Pokok-Pokok Manhaj Salaf
Dalam Masalah Aqidah/Keyakinan.

  1. Dalam masalah pengambilan I’tiqad (keyakinan) mereka membatasi pengambilan hanya dari Kitabullah (Al Qur’an) dan Sunnah hadits) Rasulullah.
  2. Mereka berhujjah dalam maslah aqidah dengan hadits-hadits shahih, dan mereka tidak membedakan antara hadits Mutawatir (periwayat haditsnya banyak), dengan hadits ahad (periwayat haditsnya hanya satu). Dan hadits-hadits yang terdapat dalam kitab-kitab mereka, dimana hadits-hadits tersebut terdapat pembicaraan tentang kesahihannya, tidaklah mereka cantumkan (dalam kitab-kitab mereka) untuk menetapkan pokok-pokok atau dasar-dasar, akan tetapi hanyalah untuk memperlihatkannya sebagaimana mereka tulis hadits-hadits itu dengan sanad-sanadnya.
  3. Mereka (yang berpegang pada metode salaf) memahami nash-nash (teks-teks ayat dan hadits) berdasar dengan perkataan Salafush Shalih, tafsir-tafsir (keterangan-keterangan) Salafush shlaih, dan nukilan-nukilan mereka.
  4. Menyerah dan tunduk terhadap wahyu Allah Subhanahu wa Ta’ala (Al Qur’an) dan memberikan pada akal pikiran fungsinya yang hakiki, dan tidak mendalami perkara yang ghaib, yang mana akal tidak sampai padanya.
  5. Tidak memperndalam dalam ilmu kalam dan falsafah serta menolak penakwilan secara ilmu kalam.
  6. Mengumpulkan di antara nash-nash pada satu masalah.

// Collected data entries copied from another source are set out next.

PR #258, opened 2019-10-07
refactor(notifications): Updating notification logic

jeyrschabu:
- remove notificationConfiguration.required field
- remove notificationCount
- added a notification queue
- misc refactor for items no longer fitting the overall architecture


jeyrschabu:
Notifications as currently designed would result in:

- Published notification events for resources not being notified on
- Too frequent notifications for small sets of resources to  an owner
- Separate notifications to the same user for different namespaces i.e `aws:servergroup:test:us-east-1` vs `aws:servergroup:test:us-west-2`

This PR solves the aforementioned problems by:
- Ensuring no events is published for resources not being notified on (amis & snapshots)
- Scheduling notifications to ensure more resources are packaged a notification to be sent to an owner
- Grouping notifications by resource type, ensuring resources belonging to different account/region pairs can be contained in the same notification

swabbie-core/src/main/kotlin/com/netflix/spinnaker/config/SwabbieProperties.kt
```diff
@@ -69,25 +69,11 @@ class CloudProviderConfiguration {
 }
 
 /**
- * Notifications have both an [enabled] and a [required] configuration.
```
jeyrschabu: No longer applicable

swabbie-core/src/main/kotlin/com/netflix/spinnaker/swabbie/AbstractResourceTypeHandler.kt
```diff
@@ -108,10 +102,50 @@ abstract class AbstractResourceTypeHandler<T : Resource>(
   }
 
   /**
-   * Notifies resource owners
+   * Notifies for everything in resourceRepository.getMarkedResources() that doesn't have notificationInfo
    */
   override fun notify(workConfiguration: WorkConfiguration) {
```
jeyrschabu: This now schedules notifications when enabled, otherwise update the resource notification info so it can be ready for deletion. AMIs and Snapshots would fall in this category

swabbie-core/src/main/kotlin/com/netflix/spinnaker/swabbie/AbstractResourceTypeHandler.kt
```diff
@@ -582,122 +615,46 @@ abstract class AbstractResourceTypeHandler<T : Resource>(
...
+      }
+    val maxItemsToProcess = min(size, getMaxItemsProcessedPerCycle(workConfiguration))
+    return subList(0, maxItemsToProcess)
       .filter {
         @Suppress("UNCHECKED_CAST")
         !shouldExcludeResource(it.resource as T, workConfiguration, optedOutResourceStates, Action.NOTIFY)
       }
-      .groupBy { it.grouping?.value }
-
-    groupedResourcesToNotify.forEach { grouping, resources ->
```
jeyrschabu: Moved relevant bits `EchoNotifier`.

swabbie-core/src/main/kotlin/com/netflix/spinnaker/swabbie/discovery/DiscoveryAware.kt
```diff
@@ -0,0 +1,36 @@
...
+ * See the License for the specific language governing permissions and
+ * limitations under the License.
+ */
+
+package com.netflix.spinnaker.swabbie.discovery
+
+import com.netflix.spinnaker.kork.eureka.RemoteStatusChangedEvent
+import java.util.concurrent.atomic.AtomicBoolean
+
+open class DiscoveryAware : DiscoveryActivated {
```
jeyrschabu: We have a few places where this is needed. Lifting this in a class so it can be used by any scheduler.

swabbie-echo/src/main/kotlin/com/netflix/spinnaker/swabbie/echo/EchoNotifier.kt
```diff
@@ -16,23 +16,78 @@
...
+
+    throw UnsupportedOperationException("Notification Type not supported in $workConfiguration")
+  }
+
+  private fun String.unCamelCase(): String =
+    split("(?=[A-Z])".toRegex()).joinToString(" ").toLowerCase()
+
+  private fun notificationContext(
+    recipient: String,
+    resources: List<Pair<MarkedResource, WorkConfiguration>>,
```
jeyrschabu: This will require the echo notification template for swabbie to be updated to use this model. It makes determining metadata/configuration associated with a marked resource. We were previously passing just one because notifications were scoped to a specific namespace.  (cc: @aravindmd )

swabbie-core/src/main/kotlin/com/netflix/spinnaker/config/SwabbieProperties.kt
emjburns: Thank goodness 😆

swabbie-core/src/main/kotlin/com/netflix/spinnaker/swabbie/discovery/DiscoveryAware.kt
emjburns: What if we just added this up/down feature to `DiscoveryActivated`? I think that any class that is `DiscoveryActivated` wouldn't mind having this up atomic boolean, and that avoids another class to pick from.

swabbie-core/src/main/kotlin/com/netflix/spinnaker/swabbie/notifications/NotificationSender.kt
```diff
@@ -0,0 +1,165 @@
...
+
+  /**
+   * @return Marked resources to notify on
+   */
+  private fun groupRelatedResourcesThenNotify(markedResources: List<MarkedResource>) {
+    val now = Instant.now(clock)
+    val tasks = mutableListOf<NotificationTask>()
+    do {
+      val notificationTask: NotificationTask? = notificationQueue.pop()
+      if (notificationTask == null) {
```
emjburns: Could we just check `notificationQueue.isEmpty()` here?

emjburns: I guess, what's the case where the condition in this `do/while` loop would let this run but then there wouldn't be anything to notify? Are we locking on something else that would allow this to happen?

swabbie-core/src/main/kotlin/com/netflix/spinnaker/swabbie/notifications/NotificationSender.kt
```diff
@@ -0,0 +1,165 @@
...
+      return
+    }
+
+    lockingService.acquireLock(lockOptions) {
+      val resources = resourceTrackingRepository.getMarkedResources()
+        .filter {
+          it.notificationInfo == null
+        }
+
+      groupRelatedResourcesThenNotify(resources)
```
emjburns: I'd prefer to split this function out into several functions, but you don't have to do that. In general, I prefer things that are structured like: 
```
bigClassMethod() {
  val resultOne = stepOne()
  val resultTwo = stepTwo(resultOne)
  stepThree(resultTwo)
}
```
I find this easier to figure out where the work is in the class, and avoids the problem of "oh this method looks harmless ... three levels down.. oh wait we're doing a lot in here".

When looking at this function I would expect that first resources are grouped (in one method), and then those notifications are sent (in another method). That should be easier to debug and test as well.

swabbie-core/src/main/kotlin/com/netflix/spinnaker/config/SwabbieProperties.kt
```diff
@@ -69,25 +69,11 @@ class CloudProviderConfiguration {
...
- *
- *  TODO EB: Remove the hard dependency on notifications for all resources.
- *   Instead, make this configurable in a logical and flexible way.
+ *  [enabled] on/off flag for notifications
  */
 open class NotificationConfiguration(
   var enabled: Boolean = false,
-  var required: Boolean = true,
-  var types: MutableList<String> = mutableListOf("Email"),
+  var types: List<String> = listOf("Email"),
```
emjburns: nit: it's unusual that email is capitalized. I'd change to lowercase

swabbie-core/src/main/kotlin/com/netflix/spinnaker/swabbie/notifications/NotificationQueue.kt
```diff
@@ -0,0 +1,26 @@
...
+ * limitations under the License.
+ */
+
+package com.netflix.spinnaker.swabbie.notifications
+
+/**
+ * A queue for storing notification tasks
+ */
+interface NotificationQueue {
+  fun add(notificationTask: NotificationSender.NotificationTask)
```
emjburns: I like it when you add an import for the class, so that it shows up as `notificationTask: NotificationTask`. `option + click` on `NotificationSender` in intellij should bring up that option. It's a little cleaner to read.

swabbie-core/src/main/kotlin/com/netflix/spinnaker/swabbie/notifications/NotificationSender.kt
```diff
@@ -0,0 +1,165 @@
...
+        }.groupBy {
+          it.resourceOwner
+        }
+
+      byResourceOwner.forEach { (owner, list) ->
+        val resourcesAndConfigurations: List<Pair<MarkedResource, WorkConfiguration>> = list.toResourceAndConfigurationPairs()
+        val result = notifier.notify(
+          Notifier.Envelope(
+            recipient = owner,
+            resources = resourcesAndConfigurations
```
emjburns: What's the value in passing the whole work configuration here? Does the notification system need everything? If not maybe we could pass a lot less information.

swabbie-core/src/main/kotlin/com/netflix/spinnaker/swabbie/notifications/NotificationSender.kt
```diff
@@ -0,0 +1,165 @@
...
+                resourceTrackingRepository.upsert(it)
+                applicationEventPublisher.publishEvent(OwnerNotifiedEvent(it, workConfiguration))
+              }
+
+            registry.counter(notificationsId.withTags("result", "success")).increment()
+          } else {
+            // unmark this resource & let it go through the mark cycle later
+            registry.counter(notificationsId.withTags("result", "failure")).increment()
+            resourceTrackingRepository.remove(resource)
+            applicationEventPublisher.publishEvent(UnMarkResourceEvent(resource, workConfiguration))
```
emjburns: I think this should be a different type of event, so that we can log metrics independently for things that fail to notify. I don't want to lump everything into the "unmark" bucket.

swabbie-core/src/main/kotlin/com/netflix/spinnaker/swabbie/notifications/NotificationSender.kt
```diff
@@ -0,0 +1,165 @@
...
+          it.notificationInfo == null
+        }
+
+      groupRelatedResourcesThenNotify(resources)
+    }
+  }
+
+  /**
+   * @return Marked resources to notify on
+   */
```
emjburns: I'd like a method level comment here explaining why we need to group resources and then how we're grouping and notifying. I find this method a little hard to follow.

swabbie-core/src/test/kotlin/com/netflix/spinnaker/swabbie/ResourceTypeHandlerTest.kt
```diff
@@ -652,84 +650,73 @@ object ResourceTypeHandlerTest {
...
+
+    whenever(
+      notifier.notify(any())
+    ) doReturn NotificationResult(markedResource.resourceOwner, EMAIL, success = true)
+
+    defaultHandler.setCandidates(mutableListOf(defaultResource))
+    defaultHandler.setRules(defaultRules)
+
     defaultHandler.notify(configuration)
-    verify(notifier, times(1)).notify(any(), any(), any())
```
emjburns: Do you want to verify or assert anything in this test? FYI we're using Strikt in `keel` (http://strikt.io/) and it's really good for asserting simple things. I think I already added it to some of the swabbie tests.

swabbie-core/src/test/kotlin/com/netflix/spinnaker/swabbie/notifications/NotificationSenderTest.kt
```diff
@@ -0,0 +1,167 @@
...
+  }
+
+  @Test
+  fun `should not notify if there is nothing in the notification queue`() {
+    whenever(
+      resourceRepository.getMarkedResources()
+    ) doReturn listOf(
+      createMarkedResource(workConfiguration = workConfiguration2, id = "3", owner = "test@netflix.com")
+    )
+
```
emjburns: Don't you actually need to call the notifier here?

swabbie-core/src/test/kotlin/com/netflix/spinnaker/swabbie/notifications/NotificationSenderTest.kt
```diff
@@ -0,0 +1,167 @@
...
+      verify(notifier, times(1)).notify(capture())
+      val passedResources = firstValue.resources.map { it.first }
+      expectThat(passedResources)
+        .isNotEmpty()
+        .isEqualTo(
+          listOf(resource1, resource2)
+        )
+    }
+
+    // Should publish events for resource1 and resource2 since they match the resource type
```
emjburns: Maybe this test would be better if it was split out into two tests? Like separately test that notification info is populated correctly, and if type doesn't match then the resource is not notified?

swabbie-core/src/main/kotlin/com/netflix/spinnaker/swabbie/notifications/NotificationSender.kt
emjburns: Ahh I didn't realize `Envelope` was only going to the `EchoNotifier`. To me envelope has the specific connotation of being used in a request/response body to wrap things. There's probably a clearer name for this.

swabbie-echo/src/main/kotlin/com/netflix/spinnaker/swabbie/echo/EchoNotifier.kt
```diff
@@ -16,23 +16,78 @@
...
+            return NotificationResult(recipient, NotificationType.EMAIL, success = false)
+          }
+        }
+      }
+    }
+
+    throw UnsupportedOperationException("Notification Type not supported in $workConfiguration")
+  }
+
+  private fun String.unCamelCase(): String =
```
emjburns: Is there a commons lang function that already does this?

jeyrschabu: See TODO comment. I'd prefer changing resource types into something that can provide a human readable name rather than trying to normalize this way. Leaving this as-is for now. I will address this in a different refactor.

swabbie-core/src/test/kotlin/com/netflix/spinnaker/swabbie/notifications/NotificationSenderTest.kt
jeyrschabu: There are still a couple of scenarios I'd like tested in this class. I will add separate tests.

swabbie-core/src/test/kotlin/com/netflix/spinnaker/swabbie/ResourceTypeHandlerTest.kt
jeyrschabu: I will take a look. `Strikt` is used in a few places including in `NotificationSenderTest`

swabbie-core/src/main/kotlin/com/netflix/spinnaker/swabbie/notifications/NotificationSender.kt
jeyrschabu: There is a counter right above tracking notification failures.

Thinking about this more, the resource would get picked up when we notify on the same resource type. So no need to remove and unmark. It could use a debug level log here as well.

swabbie-core/src/main/kotlin/com/netflix/spinnaker/swabbie/AbstractResourceTypeHandler.kt
aravindmd: do we have any tests to validate this for AMI's and snapshots ?

swabbie-core/src/main/kotlin/com/netflix/spinnaker/swabbie/discovery/DiscoveryAware.kt
jeyrschabu: Fine by me, I suppose that can be implemented in `DiscoveryActivated`.

swabbie-core/src/main/kotlin/com/netflix/spinnaker/swabbie/notifications/NotificationSender.kt
jeyrschabu: This is good feedback!

swabbie-core/src/main/kotlin/com/netflix/spinnaker/swabbie/notifications/NotificationSender.kt
jeyrschabu: It doesn't have the same connotation to me. I am not married to that name so what's your suggestion?

swabbie-core/src/test/kotlin/com/netflix/spinnaker/swabbie/notifications/NotificationSenderTest.kt
jeyrschabu: Planning on revisiting this test

swabbie-core/src/main/kotlin/com/netflix/spinnaker/swabbie/AbstractResourceTypeHandler.kt
jeyrschabu: Please elaborate

swabbie-core/src/main/kotlin/com/netflix/spinnaker/config/SwabbieProperties.kt
jeyrschabu: Whatever fine!

swabbie-core/src/main/kotlin/com/netflix/spinnaker/swabbie/notifications/NotificationQueue.kt
jeyrschabu: if it were a top level class yes. I prefer closer to a fully qualified name for internal classes.

swabbie-core/src/main/kotlin/com/netflix/spinnaker/swabbie/notifications/NotificationSender.kt
```diff
@@ -0,0 +1,165 @@
...
+      val byResourceOwner = markedResources
+        .filter {
+          it.resourceType == task.resourceType
+        }.groupBy {
+          it.resourceOwner
+        }
+
+      byResourceOwner.forEach { (owner, list) ->
+        val resourcesAndConfigurations: List<Pair<MarkedResource, WorkConfiguration>> = list.toResourceAndConfigurationPairs()
+        val result = notifier.notify(
```
aravindmd: would we need to check the violations again before sending a notify event ? would there be a case where the violations could have changed when the resource is picked up for notification ?

swabbie-echo/src/main/kotlin/com/netflix/spinnaker/swabbie/echo/EchoNotifier.kt
aravindmd: I will update the template once this is merged.

swabbie-core/src/main/kotlin/com/netflix/spinnaker/swabbie/notifications/NotificationSender.kt
jeyrschabu: A `do while` construct allows allows to check for that condition once. Otherwise you would have to check if the queue is empty, then proceed to pop items off of it and continue to check if the queue is empty.

jeyrschabu: Not sure I follow the second part of the comment: `Are we locking on something else that would allow this to happen?`

swabbie-core/src/main/kotlin/com/netflix/spinnaker/swabbie/notifications/NotificationSender.kt
jeyrschabu: Resources are fetched lazily by the notification sender + there is the same locking mechanism we have elsewhere

swabbie-core/src/main/kotlin/com/netflix/spinnaker/swabbie/AbstractResourceTypeHandler.kt
aravindmd: Ignore , i saw that you have the tests based on `resourceType` in `NotificationSenderTest`

swabbie-core/src/main/kotlin/com/netflix/spinnaker/swabbie/notifications/NotificationQueue.kt
emjburns: I think it's weird that `NotificationTask` is an internal class and yet it's referenced by two other files. Maybe best to move to its own file?

swabbie-core/src/main/kotlin/com/netflix/spinnaker/swabbie/notifications/NotificationSender.kt
emjburns: I was confused reading this at first because I didn't see the `do/while` and I didn't go back and update my comment. What if we just had a `popAll` method on the queue that returned everything?

swabbie-core/src/main/kotlin/com/netflix/spinnaker/swabbie/notifications/NotificationSender.kt
emjburns: oof hit me back with the "what's your suggestion" 😆 good one! I'll think about it and try to offer one on my next pass of PR review.

swabbie-core/src/main/kotlin/com/netflix/spinnaker/swabbie/notifications/NotificationSender.kt
emjburns: ahh I read so well. I totally see that now :)

jeyrschabu:
I was already in the code so I cut this guy to cover the echo side once this is merged:

https://github.com/spinnaker/echo/pull/671

swabbie-core/src/main/kotlin/com/netflix/spinnaker/swabbie/MetricsSupport.kt
```diff
@@ -23,6 +23,7 @@ import com.netflix.spinnaker.swabbie.events.Action
 import com.netflix.spinnaker.swabbie.model.WorkConfiguration
 import java.util.concurrent.atomic.AtomicInteger
 
+// TODO: Jeyrs - refactor me I hate this!!!!
```
emjburns: 😆

swabbie-core/src/main/kotlin/com/netflix/spinnaker/swabbie/discovery/DiscoveryActivated.kt
```diff
@@ -4,15 +4,25 @@ import com.netflix.appinfo.InstanceInfo
...
+import java.util.concurrent.atomic.AtomicBoolean
 
 /**
  * A component that starts doing something when the instance is up in discovery
  * and stops doing that thing when it goes down.
  */
-interface DiscoveryActivated : ApplicationListener<RemoteStatusChangedEvent> {
+open class DiscoveryActivated : ApplicationListener<RemoteStatusChangedEvent> {
+  private val up = AtomicBoolean()
+  open fun onDiscoveryUpCallback(event: RemoteStatusChangedEvent) {
```
emjburns: I think these should remain callbacks with no body, and the up/down logic should go in the `onApplicationEvent` function. That way, you can override these to provide specific logic without messing up the up/down indication or having to call `super`.

swabbie-core/src/main/kotlin/com/netflix/spinnaker/swabbie/model/Resource.kt
```diff
@@ -119,6 +120,22 @@ interface Identifiable : Named {
   val resourceType: String
   val cloudProvider: String
   val grouping: Grouping?
+
+  /**
+   * Returns the opt-out url for this resource
+   * This is used for notifications
+   */
+  fun optOutUrl(workConfiguration: WorkConfiguration): String {
```
emjburns: Does this have any impact on json serialization/deserialization? aka will making changes here lead to problems reading from the current database when we roll it out?

swabbie-core/src/main/kotlin/com/netflix/spinnaker/swabbie/notifications/NotificationSender.kt
```diff
@@ -0,0 +1,220 @@
...
+   * The frequency of this scheduled action is cron based and configurable
+   * Defaults to every day at 9am.
+   */
+  @Scheduled(cron = "\${swabbie.notification.cron.schedule:0 0 9 1/1 * ?}")
+  fun sendNotifications() {
+    if (!isUp()) {
+      return
+    }
+
+    lockingService.acquireLock(lockOptions) {
```
emjburns: This is so much clearer to me. Thanks!

swabbie-core/src/main/kotlin/com/netflix/spinnaker/swabbie/work/WorkQueueManager.kt
```diff
@@ -48,37 +47,28 @@ class WorkQueueManager(
...
-        ensureLoadedCaches()
-        queue.refillOnEmpty()
-      }
-    }
-
-  override val onDiscoveryDownCallback: (event: RemoteStatusChangedEvent) -> Unit
-    get() = {
-      up.set(false)
+  override fun onDiscoveryUpCallback(event: RemoteStatusChangedEvent) {
+    if (isEnabled()) {
```
emjburns: as the code is now, this `override` makes it so `DiscoveryActivated` never does the up/down business. see my earlier comment in that class.

swabbie-core/src/test/kotlin/com/netflix/spinnaker/swabbie/ResourceTypeHandlerTest.kt
```diff
@@ -652,84 +653,76 @@ object ResourceTypeHandlerTest {
...
+    ) doReturn listOf(markedResource)
+
+    defaultHandler.setCandidates(mutableListOf(defaultResource))
+    defaultHandler.setRules(defaultRules)
+
     defaultHandler.notify(configuration)
-    verify(notifier, times(0)).notify(any(), any(), any())
-    verify(resourceRepository, times(1)).upsert(updatedMarkedResource)
+
+    with(markedResource.notificationInfo) {
```
emjburns: You can use an expect block in strikt, which i think will make this better. I don't want to have to assert that `this` is not null, reads kind of weird in the test.

You might just be able to do:
```kotlin
val notificationInfo = markedResource.notificationInfo
expect {
  that(notificationInfo).isNotNull()
  ...
  that(notificationInfo.NotificationStamp).isNull()
}
```

swabbie-redis/src/test/kotlin/com/netflix/spinnaker/swabbie/redis/RedisNotificationQueueTest.kt
```diff
@@ -0,0 +1,101 @@
...
+import org.junit.jupiter.api.BeforeEach
+import org.junit.jupiter.api.Test
+import org.junit.jupiter.api.TestInstance
+import redis.clients.jedis.JedisPool
+import strikt.api.expectThat
+import strikt.assertions.isEqualTo
+import strikt.assertions.isFalse
+import strikt.assertions.isTrue
+import strikt.assertions.size
+
```
emjburns: Something that Fletch does that I really like is he sets up a base test class (for example, [ResourceRepositoryTests](https://github.com/spinnaker/keel/blob/master/keel-core-test/src/main/kotlin/com/netflix/spinnaker/keel/persistence/ResourceRepositoryTests.kt)) and then each repo type (in memory, sql, redis, etc) extends that test to provide whatever initialization logic they need [InMemory](https://github.com/spinnaker/keel/blob/master/keel-core/src/test/kotlin/com/netflix/spinnaker/keel/persistence/memory/InMemoryResourceRepositoryTest.kt), [sql](https://github.com/spinnaker/keel/blob/master/keel-sql/src/test/kotlin/com/netflix/spinnaker/keel/sql/SqlResourceRepositoryTests.kt)).

This makes it so that you're _sure_ the in memory and real implementations work the same. Something to keep in mind for the future!

swabbie-core/src/main/kotlin/com/netflix/spinnaker/swabbie/discovery/DiscoveryActivated.kt
jeyrschabu: Yes, the up/down can go in the onApplication body but I prefer these as overridable functions rather than properties though. The end result would be the same but reads better as functions.

swabbie-redis/src/test/kotlin/com/netflix/spinnaker/swabbie/redis/RedisNotificationQueueTest.kt
jeyrschabu: Got plans to write a proper `tck` at some point.

swabbie-core/src/main/kotlin/com/netflix/spinnaker/swabbie/model/Resource.kt
jeyrschabu: I dont believe so. Will test that out.

swabbie-core/src/main/kotlin/com/netflix/spinnaker/swabbie/discovery/DiscoveryActivated.kt
jeyrschabu: grr can't keep that without changing a bunch other stuff. Will keep them as getters

jeyrschabu:
Ok will update this with the feedback re:discoveryActivated and mergeroni. Likely to tune things out depending how testing goes.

Beberapa Keistimewaan Aqidah Salaf yang Dengannya Ia Tampil Beda dari Firqah (Kelompok) Lainya.
1. Aqidah Salaf diambil dari “mata air yang jernih” yaitu Al Qur’an dan Al Hadits jauh dari kotoran hawa nafsu dan subhat-subhat (kesamaran-kesamaran) dan tidak ada ta’wil-ta’wil yang dikutip dari luar.

2. Aqidah Salaf akan meninggalkan dalam jiwa rasa tenang dan tentram, dan menjauhkan seorang muslim dari keragu-raguan serta dugaan-dugaan.

3. Aqidah Salaf menjadikan kedudukan seorang muslim, sebagaimana kedudukan seorang yang mengagungkan Al Qur’an dan sunnah. Karena ia mengetahui bahwa segala apa yang terdapat dalam Al Qur’an dan hadits (yang shahih) adalah haq yang benar dan pada yang demikian itu terdapat keselamatan yang besar, dan keistimewaan yang besar.

4. Aqidah Salaf akan membentuk suatu sifat yang telah diridhai Allah Subhanahu wa Ta’ala, yaitu sifat yang disebutkan dalam firman Allah Subhanahu wa Ta’ala.

فَلَا وَرَبِّكَ لَا يُؤْمِنُونَ حَتَّىٰ يُحَكِّمُوكَ فِيمَا شَجَرَ بَيْنَهُمْ ثُمَّ لَا يَجِدُوا  فِي أَنْفُسِهِمْ حَرَجًا مِمَّا قَضَيْتَ وَيُسَلِّمُوا تَسْلِيمًا

Maka demi Tuhanmu, mereka (pada hakekatnya) tidak beriman hingga mereka menjadikan kamu hakim dalam perkara yang mereka perselisihkan, kemudian mereka tidak merasa keberatan dalam hati mereka terhadap putusan yang kamu berikan, dan mereka menerima dengan sepenuhnya” [An-Nisa/4 : 65]

5. Aqidah Salaf akan menghubungkan dan mengikat seorang muslim dengan Salafush Shalih

6. Aqidah Salaf akan menyatukan barisan-barisan kaum muslimin dan menyatukan kalimat mereka, karena aqidah Salaf melaksankan firman Allah.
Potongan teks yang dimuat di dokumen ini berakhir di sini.